***** Extracted information *****

PR #437, opened 2020-07-23
Update rewriting logic

zgrannan:
Improvements to rewriting:

- Rewriting is now more reliable (it now will apply rewrites to subexpressions)
- A termination checker for rewriting has been added (for details see: https://github.com/zgrannan/rest/blob/master/REST-POPL21.pdf)
- Added the option `--max-rw-ordering-constraints`. Lower values can speed up verification but may prevent application of rewrite rules.
- Added the option `--rw-termination-check`. This enables the rewrite termination checker (may slow down verification)
Also see LiquidHaskell main repo: https://github.com/ucsd-progsys/liquidhaskell/pull/1718

### DIFF
--- a/src/Language/Fixpoint/Solver/PLE.hs
+++ b/src/Language/Fixpoint/Solver/PLE.hs
@@ -637,10 +637,9 @@ knowledge cfg ctx si = KN
   , knConsts                   = Mb.catMaybes $ map makeCons sims 
   , knAutoRWs                  = aenvAutoRW aenv
   , knRWTerminationOpts        =
-      if (noRWTerminationCheck cfg)
-      then RWTerminationCheckDisabled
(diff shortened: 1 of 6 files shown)


src/Language/Fixpoint/Solver/PLE.hs
```diff
@@ -198,7 +195,7 @@ data InstEnv a = InstEnv
   , ieSMT   :: !SMT.Context
   , ieBEnv  :: !BindEnv
   , ieAenv  :: !AxiomEnv 
-  , ieCstrs :: !(M.HashMap SubcId (SimpC a))
+  , ieCstrs :: ![(SubcId, SimpC a)]
```
zgrannan, line 198: Switch back to map

zgrannan:
TODO: Disable termination check by default

PR #859, opened 2019-05-24
Create readme_for_dummies

TesseractA:
This file intends to translate implied instructions to actual instructions. This is intended to reduce the people that need help, and answer some questions about how the engine operates.

This file is only a start. It could also link to a Youtube/Video tutorial as well.


TesseractA:
I could make significant improvements to this file, however it seems unnecessary if you can link a Youtube/Twitch video that can do the exact same thing.

PR #865, opened 2019-05-28
Add pushd command in build.sh

TesseractA:
Hmm I'm not entirely sure this is right. I'm rather new at doing bash commands.

This was intended to stack directories and enable one to do a remote execution of this shell script into build.sh.

Almost all credit to borg.


borg323:
There have been a few help requests on discord from people trying to run build.sh from other directories.
This change has been tested on both linux and mac.

PR #868, opened 2019-05-30
Embed the weights file into lc0 executable

lealgo:
The main motivation here is to use it in some platforms like Android that may have limited configuration options. It could also simplify packaging. One could imagine a situation where is desirable to deliver just one binary that contains a preset configuration & network weights file.

The proposed solution is very simple and should work across platforms. It consists of the following: during the build process the compressed weights file is converted into source files (cpp+h) as `const unsigned char[]`. The sources are conditionally included from `loader.cc` where instead of a file, the array is gunzipped and fed to the existing protobuf parse. The mechanism of auto-discover and load from file is unaffected, and the embedded weights are loaded only when those first are not specified.

The shortcoming of this idea is the increased size of the executable. For small network sizes this is no big deal even on mobile devices. And maybe even with the full 20b networks we can keep the executable size below or about the same size as other "portable" apps.

I'm really open to criticism on this idea and the proposed implementation.


oscardssmith:
I think this makes a lot of sense and default bundling the strongest tested net (so a 10b for the CPU and Android build) would probably make set up way easier for less technically inclined users.

borg323:
A quick comment: I think the `embedder.py` should move into an existing directory, either `third_party` if completely unchanged or else to `scripts` (and the modifications documented in a comment). Opinions?

meson.build
```diff
@@ -137,7 +137,23 @@ else
...
+embedder = find_program('embed/embedder.py', required: false)
+if get_option('embed') and embedder.found()
+  # Rule to convert binary files to source + header.
+  embedder_gen = generator(embedder,
+    output : ['@BASENAME@.cpp', '@BASENAME@.h'],
+    arguments : ['@INPUT@', '@OUTPUT0@', '@OUTPUT1@']
+  )
+  # Add network weights file if found
+  weights_file = 'embed/embedded_weights'
+  if run_command('test', '-f', weights_file).returncode() == 0
```
borg323: This doesn't look like it will work on windows. [checkdir.py](https://github.com/LeelaChessZero/lc0/blob/master/checkdir.py) was implemented to check the existence of directories in a corss-platform way, so a similar approach should work here as well.

meson_options.txt
```diff
@@ -127,3 +127,8 @@ option('protobuf-3-6-0',
        type: 'boolean',
        value: false,
        description: 'Use the protobuf 3.6.0 subproject')
+
+option('embed',
+       type: 'boolean',
```
borg323: What about making this a `string` option with the file to embed?

src/neural/factory.cc
```diff
@@ -59,7 +62,11 @@ NetworkFactory::Register::Register(const std::string& name, FactoryFunc factory,
 }
 
 void NetworkFactory::PopulateOptions(OptionsParser* options) {
+#ifdef EMBEDDED_WEIGHTS
+  options->Add<StringOption>(NetworkFactory::kWeightsId) = kEmbedded;
```
borg323: Other options to consider instead of changing the default:
- use the embedded net if autodiscovery fails.
- add the embedded net to the search list (with a timestamp same with the executable) so that newer nets are preferred.

Alternatively (or simultaneously) have a separate (bool) option to use the builtin net.

lealgo: I like the simplicity of you first bullet. If auto-discovery fails then load the embedded. That way the default is kept and also `factory.cc` is left untouched. We lose only one small thing, the ability to specify the embedded weights by config, forcing the user to hide the weights from the auto-discover.

meson_options.txt
lealgo: I thought of that first, but then I realized that you compile against one exact header and const name from the real source (`loader.cc`). Then the build process must supply such header and symbol. The original data file name could be changed though, having meson pass the header name to the embedder.py as a new second parameter. That way the builder calls with `-Dembed_weights=/my/weights` and meson calls embedder.py with the real filename and the fixed header name for the source (for weights). Later maybe another `-Dembed_config=/my/config`

src/neural/factory.cc
borg323: I wasn't going for simple, just more intuitive user interface. I expect the `factory.cc` changes should stay to be able to force using the embedded net (or go with an additional option for this).

scripts/embedder.py
```diff
@@ -0,0 +1,54 @@
+#!/usr/bin/env python3
```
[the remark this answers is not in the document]
lealgo: I like it. More control on the header is good. I'll try something later. Thanks!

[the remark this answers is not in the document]
lealgo: Sorry, I've only had time to try the hex representation. Cool because it's more compact than decimal BUT now as it's a string we have offended the compiler:

`warning: string literal of length 6998518 exceeds maximum length 65536 that C++ compilers are required to support [-Woverlength-strings]`

Not sexy anymore. The array doesn't have that limitation, and after all it lives as a fat source only for a brief lapse until it's compiled to object. 

By the way @mooskagh your int to hex had issues. I'm not a python guy but `bytes()` is [0..255] and it wasn't needed, worked with just `rb'\x%02x' % x`.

*****

[Task item] Work out how many lines of the entries include the word "default", and respond with that number and nothing more.

[Solved problem] 4